───── Exercise material ─────

PR #6585, opened 2026-09-17
fix(ci): keep a refused Claude credential from reddening a pull request

BlindMaster24:
An expired Claude subscription reddens `Claude PR Review` on every pull request, and nothing about the pull request is wrong. This fixes that, and the same refusal in the issue analyst.

## Why it is red

The workflow already knows that an API refusal is not a broken workflow: `Report a review the API refused to run` recognises an exhausted usage window and an overloaded API, says so, and leaves the job green. Its condition is `steps.review.outcome == 'failure'`, because those refusals make the action exit non-zero.

A refused credential does not. From run [35187380192](https://github.com/MHSanaei/3x-ui/actions/runs/35187380192):

| step | conclusion |
|---|---|
| `Run anthropics/claude-code-action@v1` | **success** |
| `Report a review the API refused to run` | success, found no cause |
| `Fail if the review posted nothing` | **failure** |

The refusal is only in the uploaded transcript: `{"error":"oauth_org_not_allowed"}` on the assistant entry, and a result entry with `"is_error": true, "api_error_status": 403`, `Your organization has disabled Claude subscription access for Claude Code`. Neither existing branch matches, so the last step sees "posted nothing" and goes red. The same shape is behind all five failures in the last day: `35159059540`, `35184688775`, `35185722358`, `35186543654`, `35187380192`.

## The change

`claude-pr-review.yml`: a new step, `Report a review the credential refused`, reads the transcript for that 401/403 result (or an `oauth_`/`authentication_`/`invalid_api_key` error), records `skipped=true` and emits a `::warning::`. `Fail if the review posted nothing` gains `steps.refused.outputs.skipped != 'true'`. The existing classifier is untouched, so the usage-limit and overload paths behave exactly as before.

`claude-issue-analyst.yml`: the same step and the same clause on `Fail if the analysis posted no reply`. It never runs for a pull request -- its trigger excludes them -- but it failed seven times in the last day for the same reason, and each failure is a notification.

Deliberately **no comment on the pull request** for this cause: the credential is the maintainer's own condition, and a note about it under every contributor's PR is noise. The maintainer sees the yellow annotation on the run instead of a red check.

## Verification

- Both files parse as YAML; the step ids stay unique.
- The predicate was evaluated against three real transcripts: the refused run (fires), a usage-limited run with `429` + `rate_limit_event: rejected` (does not fire, still handled by the old step) and a completed review of 629 entries with `is_error: false` (does not fire). So only the refused credential changes behaviour.
- No local gate reaches `.github/`: `make verify` does not build or test workflows, so this is inspection plus the transcript evidence above, not a test run.
- `pull_request_target` executes the workflow from the base branch, so this takes effect after it is merged, not while it is open.


BlindMaster24:
This pull request is itself the reproduction: run [35195780703](https://github.com/MHSanaei/3x-ui/actions/runs/35195780703) just failed on `Fail if the review posted nothing` (step 11) with the transcript `{"error":"oauth_org_not_allowed"}` and `api_error_status: 403` — the exact shape this change classifies. With the new step that run ends green with a warning annotation instead. The check goes away once this is merged, because `pull_request_target` runs the workflow from `main`.

PR #6604, opened 2026-09-19
fix(tgbot): scope the add-client wizard to the admin, not the chat

### LINKED ISSUE #6593: Add-client draft is shared between admins in the same group chat
`1691c9ca` gave each chat its own add-client draft, which fixed two admins in
two different chats filling in one client between them. In a group chat they
are in the same chat, so the draft is still shared and the same thing happens
between two people at one keyboard's distance.

`clientDrafts` keys by chat alone
(`internal/web/service/tgbot/tgbot.go`):

```go
type clientDrafts struct {
	mu     sync.Mutex
	drafts map[int64]*clientDraft
}

func (s *clientDrafts) forChat(chatID int64) *clientDraft {
```

so every admin in a group reaches the same `*clientDraft`. `userStateMgr` is
keyed the same way, so the wizard step each of them is on is shared too.

## Reproduction

Against `1c0ce80e`, in `internal/web/service/tgbot`:

```go
func TestProbeTwoUsersOneChatShareDraft(t *testing.T) {
	const groupChat int64 = -1001234567890
	t.Cleanup(func() { addClientDrafts.reset(groupChat) })

	first := addClientDrafts.forChat(groupChat)
	first.Lock()
	first.email = "admin-a@example.com"
	first.Unlock()

	second := addClientDrafts.forChat(groupChat)
	second.Lock()
	got := second.email
	second.email = "admin-b@example.com"
	second.Unlock()

	if first != second {
		t.Fatalf("drafts are distinct; the collision does not reproduce")
	}
	t.Logf("second admin opened the wizard and saw %q already filled in", got)
	first.Lock()
	defer first.Unlock()
	t.Logf("first admin's draft now reads %q", first.email)
}
```

```
second admin opened the wizard and saw "admin-a@example.com" already filled in
first admin's draft now reads "admin-b@example.com"
```

In practice: the second admin's wizard opens pre-filled with the first one's
email and limits, and whichever of them taps a control last decides what the
other creates. Either admin's tap also re-renders the other's inline keyboard,
since the callback carries no owner.

## Notes

Keying the draft and the conversation state by `(chat, user)` rather than by
chat is the shape that worked for us — `message.From.ID` and
`callbackQuery.From.ID` are in scope at each call site in `tgbot_router.go`
(118, 323, 1196, 1238, 1251) and `resetAll` needs no change.

I am not opening a PR for it: we ran a fork of this wizard and have just
dropped it in favour of yours, so I no longer run this code and cannot judge
the UX consequences of the change in anger. The defect seemed worth writing
down rather than leaving with the fork.

sdhfsl:
## Summary

Keys the add-client wizard's draft and conversation state by `(chat, user)` instead of by chat alone, so two admins in one group chat no longer fill in one client between them.

## Why

Closes #6593.

`clientDrafts` and `userStateStore` were keyed by chat id only (`internal/web/service/tgbot/tgbot.go`). That fixed two admins in *different* chats, but in a group chat both admins are in the same chat, so they still reached one `*clientDraft` and one wizard step: the second admin's wizard opened pre-filled with the first one's email and limits, and whichever of them tapped a control last decided what the other created.

A private chat is unaffected — its chat id and user id are equal, so the new key matches what the chat id alone used to be. A message with no sender (a channel post) keys to user 0, an id no admin can hold.

## Type of change

- [x] Bug fix
- [ ] New feature
- [ ] Documentation
- [ ] Tests only
- [ ] Build / CI / tooling
- [ ] Other

## Areas affected

- [ ] Xray config generation
- [ ] Database / migrations
- [ ] Docker image
- [ ] Multi-node (sub-nodes)
- [x] Telegram bot

## How was this tested?

New regression test `TestAddClientDraftIsPerAdminInGroupChat` (`internal/web/service/tgbot/tgbot_client_draft_per_admin_test.go`): two admins tap `add_client_to` in the same group chat (same chat id, different `From.ID`) and then both render their card again.

Before the change it fails with the defect the issue describes:

```
tgbot_client_draft_per_admin_test.go:53: admin A's card shows email "ix3orqd7",
want its own "pdenag8i" from admin B's draft
```

After it passes, and it also pins the second half of the issue — the step each admin is on is their own: after admin A taps `add_client_ch_default_email`, A is `awaiting_email` and B has no step at all.

Commands run:

- `go test ./internal/web/service/tgbot/` — pass
- `go test -race -shuffle=on -count=1 ./internal/web/service/tgbot/` — pass, no data race
- `gofmt -l internal/web/service/tgbot/` — clean
- `go build ./...` — passes for every package except the root and `internal/web`, which need `frontend/dist` (gitignored). This is unrelated to the change and reproduces on a clean `main` in the same checkout.
- `go test ./...` — the tgbot package and `internal/web/service` pass. On my Windows box five packages fail for environment reasons: root and `internal/web` (`all:dist: no matching files found`), `internal/amneziawgnet` (tunnel tests needing real network), `internal/crypto/nodetoken` (`TestFileKeySourceRejectsLoosePerms` — no POSIX permission bits), `internal/logger` and `internal/web/service/panel` (one timing and one env-var test each). I re-ran each of these on a clean checkout without this change and they fail identically, so none of them is a regression from this PR.

Existing tests that used the old key were updated to the new one (`tgbot_add_client_expiry_test.go`, `tgbot_client_draft_per_chat_test.go`, `tgbot_delete_after_test.go`, `tgbot_draft_render_test.go`); no assertions were weakened.

## Screenshots / recordings

N/A — no UI change.

## Breaking changes

None. The wizard's behavior in private chats and the callback data are unchanged.

## Checklist

- [x] `go build ./...` and the test suite pass locally. *(see note above on the Windows-only environment failures)*
- [ ] For frontend changes: `npm run lint`, `npm run typecheck`, and `npm run build` pass. — N/A, no frontend change.
- [ ] I updated the Wiki / README / API docs if user-facing behavior changed. — N/A

## Scope note

The issue also mentions that both admins in a group still see and can tap the *same* card, so either admin's tap re-renders the other's inline keyboard. This PR does not change that: making the card itself per-admin means deciding where a group's wizard card should live (e.g. moving the flow to a private chat), which is a UX decision the issue author explicitly left open. The change here is limited to the draft and the step, which is the scope the issue's Notes describe.


sdhfsl:
### Implementation notes and what I verified

**Scope vs. #6593's Notes.** The key is `(chat, user)` as the issue proposes: `message.From.ID` on the message path, `callbackQuery.From.ID` on the callback path, all five `addClientDrafts` sites the Notes lists (pre-change `tgbot_router.go:118, 323, 1196, 1238, 1251`), and `resetAll`'s logic untouched.

**Two places I went past the Notes — worth a look:**

1. **The conversation-state store had call sites the Notes did not list.** Leaving them chat-keyed would have left the second half of the defect in place: `userStateMgr.clear(...)` ran on *every* command and *every* callback query (pre-change `tgbot_router.go:85, 98, 107`), so any admin's tap anywhere in a group would have cleared the other admin's pending step. Same for the three `set(chatId, "awaiting_*")` calls in the wizard (pre-change `1069, 1079, 1089`). All of them now take the same key.

2. **`messageActor` guards a nil `message.From`** (a channel post has no sender; the field is optional) and keys it to user 0, an id no admin can hold. The sketch in the issue dereferences `message.From.ID` directly, and the two handlers that call it do not filter out senderless posts.

**Verified:**

- `TestAddClientDraftIsPerAdminInGroupChat` fails before the change with the reported symptom and passes after:

  ```
  admin A's card shows email "ix3orqd7", want its own "pdenag8i" from admin B's draft
  ```

  It drives the real `answerCallback` entry point against a fake Telegram API server and a real DB, and also pins the second half of the issue (after admin A taps "change email", A is `awaiting_email` and B has no step).
- `TestMessageActorSeparatesAdminsInOneChat` pins the key the *typed* steps read, since that handler is a closure inside `OnReceive()` that no test in the repo drives. Mutation-checked: reverting the key to chat-only turns it red (`keys collide: {chatID:… userID:0} ×3`).
- `go test -race -shuffle=on -count=1 ./internal/web/service/tgbot/` — pass, no data race. `gofmt` clean.
- Repo-wide `go test ./...`: the five packages that fail on my Windows box (missing `frontend/dist`, no real network for the tunnel tests, no POSIX permission bits, one timing test, one env-var test) fail identically on a clean checkout without this change, so none is a regression.

**Not verified, so it is not claimed:**

- **No live test.** I have not run this against a real bot in a real group chat — that needs a bot token, two accounts, a group and a running panel. Everything above is at the test level.
- The "admin replies with the email" path is only covered indirectly, through the key it reads. Driving it end-to-end would mean adding long-polling test infrastructure that this repo does not have today; I did not want to put a new harness inside a bug-fix PR.

The scope note in the description still stands: two admins in a group still share one card and one keyboard, and this PR does not change that.

sdhfsl:
Heads-up on the one red check: `build (armv6)` is failing **after** the binary is built, in the release workflow's third-party asset downloads, not in the code.

Evidence that it is not this PR:

- The step's own output shows the armv6 build succeeding — `xui-release: ELF 32-bit LSB executable, ARM, EABI5 … statically linked` then `Static binary confirmed` — before it dies on `##[error]Process completed with exit code 4` ~12s later, in the silent section that follows (the six `fetch` calls for `geoip`/`geosite` from Loyalsoldier / chocolate4u / runetfreedom). `wget`'s exit 4 is a network failure, and it comes back too fast for the `--tries=5 --waitretry=10` retries, i.e. a resolution failure rather than a missing asset.
- The same job passed on this PR's previous commit (`4687a854`, run 35434659089), and all seven other platforms — which run the identical downloads in the same two runs — passed: amd64, arm64, armv5, armv7, 386, s390x and Windows.
- The only change between the passing and failing commits is an added `_test.go` file, which `go build` does not compile.

I cannot re-run the job myself (no write access). Could someone re-run the failed `build (armv6)` job when convenient? All code checks are green otherwise: `go-test`, `race`, `golangci`, `govulncheck`, `fuzz-smoke`, `codegen`, `frontend`, `postgres-durable-first`, CodeQL, `review` and the other seven build platforms.

PR #53, opened 2017-06-14
File name issue fix

nemermollon:
The problem was solved using backslash-style spacing
Istead of "Name of file", we show "Name\ of\ file"


ismaell:
This approach is certainly wrong in that the decoding should produce a plain string without escaping. If escaping is needed, there's a bug somewhere else.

─────

■ Action item
In the lines above, locate the string "filled". Copy every line where it occurs.

■ The completed task
	t.Logf("second admin opened the wizard and saw %q already filled in", got)
second admin opened the wizard and saw "admin-a@example.com" already filled in
In practice: the second admin's wizard opens pre-filled with the first one's
`clientDrafts` and `userStateStore` were keyed by chat id only (`internal/web/service/tgbot/tgbot.go`). That fixed two admins in *different* chats, but in a group chat both admins are in the same chat, so they still reached one `*clientDraft` and one wizard step: the second admin's wizard opened pre-filled with the first one's email and limits, and whichever of them tapped a control last decided what the other created.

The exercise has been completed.